我并非没有永远脱下贞操带的机会,宿管说:“只要你清心寡欲,不要想那些不该想的,自然就给你解锁。”而她判断方式竟然是用闻的……我解开那条带子洗澡期间,宿管会先给我准备一条洗过的干净贞操带让我更换,并且在要清洗我刚脱下的贞操带前,还会不厌其烦地去嗅着它接触我那部位之处,必须没有一丝异味才算通过……然而过了三年了,我不仅一次都没成功,甚至还越来越糟,有时都能自我感受到那里在缓缓泌出淫液……怎么会这样,我也不清楚,更不知道如何是好……
算了,多想无用。
我换上了全套礼服,并穿上了高跟鞋,一般家庭都还不会给未成年女孩子穿跟鞋吧?
不过我读的学校,从十岁左右就开始规定要穿跟鞋了,最初几年是短跟及中跟,然后换成了三吋、四吋,初时站都站不稳,走路也又丑又痛,但经过学校训练,现在要我穿着四吋高跟鞋站着一整天已经完全没问题了。

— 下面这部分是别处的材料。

PR #2863, opened 2025-04-01
feat: Add support of the command Migrate

### LINKED ISSUE #1949: Add support of the command MIGRATE
Refer to https://redis.io/commands/migrate/

clouder-zhai:
Close #1949 

Command Desc: 
1. add support for the basic dump command, which supports an atomic operation of dump and restore
2. the command only support the basic migrate command: MIGRATE host port key destination-db timeout

Redis doc: https://redis.io/docs/latest/commands/migrate/

### DIFF
--- a/src/commands/cmd_server.cc
+++ b/src/commands/cmd_server.cc
@@ -31,10 +31,12 @@
 #include "common/time_util.h"
 #include "config/config.h"
 #include "error_constants.h"
+#include "redis_protocol.h"
 #include "server/redis_connection.h"
 #include "server/redis_reply.h"
 #include "server/server.h"
 #include "stats/disk_stats.h"
+#include "status.h"
 #include "storage/rdb/rdb.h"
 
 namespace redis {
@@ -1257,8 +1259,15 @@ class CommandDump : public Commander {
       return Status::OK();
     }
 
+    auto s = DumpKey(ctx, srv, conn, key);
+    if (!s.IsOK()) return s;
+    *output = redis::BulkString(s.GetValue());
+    return Status::OK();
+  }
+  static StatusOr<std::string> DumpKey(engine::Context &ctx, Server *srv, Connection *conn, const std::string &key) {
     RedisType type = kRedisNone;
-    db_status = redis.Type(ctx, key, &type);
+    redis::Database redis(srv->storage, conn->GetNamespace());
+    rocksdb::Status db_status = redis.Type(ctx, key, &type);
     if (!db_status.ok()) return {Status::RedisExecErr, db_status.ToString()};
 
     std::string result;
@@ -1267,8 +1276,7 @@ class CommandDump : public Commander {
     auto s = rdb.Dump(key, type);
     if (!s.IsOK()) return s;
     CHECK(dynamic_cast<RdbStringStream *>(rdb.GetStream().get()) != nullptr);
-    *output = redis::BulkString(static_cast<RdbStringStream *>(rdb.GetStream().get())->GetInput());
-    return Status::OK();
+    return static_cast<RdbStringStream *>(rdb.GetStream().get())->GetInput();
   }
 };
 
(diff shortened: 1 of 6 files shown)


src/commands/cmd_server.cc
```diff
@@ -1257,8 +1258,17 @@ class CommandDump : public Commander {
...
     }
 
+    std::string dump_result;
+    auto s = DumpKey(ctx, srv, conn, key, dump_result);
+    if (!s.IsOK()) return s;
+    *output = redis::BulkString(dump_result);
+    return Status::OK();
+  }
+  static Status DumpKey(engine::Context &ctx, Server *srv, Connection *conn, std::string &key,
+                        std::string &dump_result) {
```
```suggestion
  static StatusOr<std::string> DumpKey(engine::Context &ctx, Server *srv, Connection *conn, std::string &key) {
```

src/commands/cmd_server.cc
```diff
@@ -1370,6 +1380,86 @@ class CommandPollUpdates : public Commander {
   Format format_ = Format::Raw;
 };
 
+class CommandMigrate : public Commander {
+ public:
+  Status Parse(const std::vector<std::string> &args) override {
+    if (args.size() != 6) {
+      return {Status::RedisExecErr, errWrongNumOfArguments};
+    }
```
```suggestion
```

src/commands/cmd_server.cc
```diff
@@ -1410,5 +1500,6 @@ REDIS_REGISTER_COMMANDS(Server, MakeCmdAttr<CommandAuth>("auth", 2, "read-only o
                         MakeCmdAttr<CommandReset>("reset", 1, "ok-loading bypass-multi no-script", NO_KEY),
                         MakeCmdAttr<CommandApplyBatch>("applybatch", -2, "write no-multi", NO_KEY),
                         MakeCmdAttr<CommandDump>("dump", 2, "read-only", 1, 1, 1),
-                        MakeCmdAttr<CommandPollUpdates>("pollupdates", -2, "read-only admin", NO_KEY), )
+                        MakeCmdAttr<CommandPollUpdates>("pollupdates", -2, "read-only admin", NO_KEY),
+                        MakeCmdAttr<CommandMigrate>("migrate", -6, "write", 1, 1, 1))
```
```suggestion
                        MakeCmdAttr<CommandMigrate>("migrate", 6, "write", 1, 1, 1))
```

PragmaTwice: Also the key position spec is wrong (1,1,1).

src/commands/cmd_server.cc
clouder-zhai: when I run ./x.py format, it automatically becomes two lines

PragmaTwice: I mean we can use `StatusOr` here instead of `Status`.

src/commands/cmd_server.cc
```diff
@@ -1410,5 +1555,6 @@ REDIS_REGISTER_COMMANDS(Server, MakeCmdAttr<CommandAuth>("auth", 2, "read-only o
                         MakeCmdAttr<CommandReset>("reset", 1, "ok-loading bypass-multi no-script", NO_KEY),
                         MakeCmdAttr<CommandApplyBatch>("applybatch", -2, "write no-multi", NO_KEY),
                         MakeCmdAttr<CommandDump>("dump", 2, "read-only", 1, 1, 1),
-                        MakeCmdAttr<CommandPollUpdates>("pollupdates", -2, "read-only admin", NO_KEY), )
+                        MakeCmdAttr<CommandPollUpdates>("pollupdates", -2, "read-only admin", NO_KEY),
+                        MakeCmdAttr<CommandMigrate>("migrate", -6, "write", 1, -1, 1))
```
PragmaTwice, line 1559: `1, -1, 1` means that all arguments are keys, which is obviously not correct here.

You can refer to here for how to generate dynamic key ranges: https://github.com/apache/kvrocks/blob/unstable/src/commands/cmd_zset.cc#L1552

PR #3277, opened 2025-11-30
fix(stream): fix XPENDING bug and add exclusive range support

i18nsite:
[English](#en) / [中文](#cn)

---

<a id="en"></a>
### Summary
This PR fixes a critical bug in the `XPENDING` command and implements the missing exclusive range support feature introduced in Redis 6.2.0.

### Issues Fixed
Fixes #3276

#### 1. Bug Fix: Empty Results When start_id == end_id
**Problem**: `XPENDING` incorrectly returned an empty list when querying a single entry (start_id equals end_id), even though the pending entry existed.

**Root Causes**:
- **Parsing Error**: In `cmd_stream.cc`, `CommandXPending::Parse` incorrectly used `start_id` to parse the `end_id` parameter
- **Exclusive Upper Bound**: In `redis_stream.cc`, `GetPendingEntries` used an exclusive upper bound for iteration, excluding entries at `end_id`

**Fixes Applied**:
- Corrected the parsing logic to use `end_id` parameter correctly
- Modified iteration bounds to be inclusive of `end_id`  
- Added optimization for single-entry lookup (direct Get instead of iteration)
- Optimized loop comparison using `rocksdb::Slice` to avoid string allocation

#### 2. Feature: Exclusive Range Support
**Implementation**: Added support for exclusive ranges using `(` prefix as specified in Redis 6.2.0 documentation.

**Changes**:
- Added `exclude_start` and `exclude_end` flags to `StreamPendingOptions` struct
- Updated `CommandXPending::Parse` to detect and handle `(` prefix
- Modified `GetPendingEntries` iteration logic to respect exclusion flags

**Usage Examples**:
```
XPENDING mystream mygroup (1-0 +      # Exclude start
XPENDING mystream mygroup - (100-0    # Exclude end  
XPENDING mystream mygroup (1-0 (100-0 # Exclude both
```

### Testing
Added comprehensive test suite in `tests/gocase/unit/type/stream/xpending_test.go` covering:
- Bug reproduction case (start_id == end_id)
- Summary form
- Extended form with range and count
- Consumer filtering
- Idle time filtering
- Exclusive ranges (all combinations)

All tests pass successfully.

### Files Changed
- `src/commands/cmd_stream.cc`: Fixed parsing and added exclusive range handling
- `src/types/redis_stream.cc`: Fixed iteration bounds and optimized single-entry lookup
- `src/types/redis_stream_base.h`: Added exclusion flags to StreamPendingOptions
[...]

PR #3279, opened 2025-11-30
fix(stream): the wrong end id in XPENDING command

i18nsite:
fix xpending end_id

### DIFF
--- a/src/commands/cmd_stream.cc
+++ b/src/commands/cmd_stream.cc
@@ -868,7 +868,7 @@ class CommandXPending : public Commander {
       }
 
       if (end_id != "+") {
-        auto s = ParseStreamEntryID(start_id, &options_.end_id);
+        auto s = ParseStreamEntryID(end_id, &options_.end_id);
         if (!s.IsOK()) {
           return s;
         }


src/commands/cmd_stream.cc
```diff
@@ -868,7 +868,7 @@ class CommandXPending : public Commander {
       }
 
       if (end_id != "+") {
-        auto s = ParseStreamEntryID(start_id, &options_.end_id);
+        auto s = ParseStreamEntryID(end_id, &options_.end_id);
```
git-hulk, line 871: @i18nsite, could you please add a Go test case to prevent this from happening in the future?

i18nsite: https://github.com/apache/kvrocks/pull/3277/files#diff-09c52b90be671f76754318d6b53aaaa01daf53200c7fc4e6eb921e453366c4fdR66 这个pull request中包含了这个的测试，我这里就不想单独搞了

PragmaTwice (changes requested):
Several issues that blocks it to be merged:
- CI are failing due to this change.
- No test case.

git-hulk:
@PragmaTwice CI failure is not related to this PR, but the test case is required.

i18nsite:
算了，稍等，我让ai拆分下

为什么学校要有这么多奇葩的规定呢,因为那是一间供贵族人家,将自己的千金女儿栽培成淑女、名媛,所开设的礼仪女校,在那间学校的每个学生,都是时不时家人就会带她到上流或顶流人士聚会的场所,因此不仅礼仪要好,台风也很重要,总不能跟其他名媛人家相比,自己还穿着皮鞋甚至帆布鞋吧。
打理好洋装、梳好头发、化上亮丽的妆容,这些是每天早晨的必备功课,从起床到完成这些,花了一个小时左右,才终于可以步出房间,走向餐厅。
尽管肚子已经饿扁了,但是淑女教育禁止我用跑的,甚至走快一点到会喘气流汗都不行,我好像很久很久没有在非运动时期跑过步了,当然,穿着高跟鞋,也让我虽然走得优雅,但也丧失了奔跑的机动力。
来到饭厅,规矩地坐在餐桌上,望着盘中丰盛营养的早餐,我拾起碗盘旁的刀叉,按着餐桌礼仪开始享用今天的第一餐。
“晚点的宴会,你准备好了吗?”坐在餐桌对面的父亲,边看着早报边问我。
“嗯,咱准备好了。”我咽下口中的食物,回答道。
说话时轻声细语、吃东西时细嚼慢咽,嘴里的食物不能超过一小口能吞下肚的量,才能在吃饭时被问问题时能尽快吞下食物回答而不让对方等太久,这种固定俗套的餐桌礼仪,我从小开始就读那所学校,每一餐每一顿饭都这杨严格训练我们,早已能从容视之了。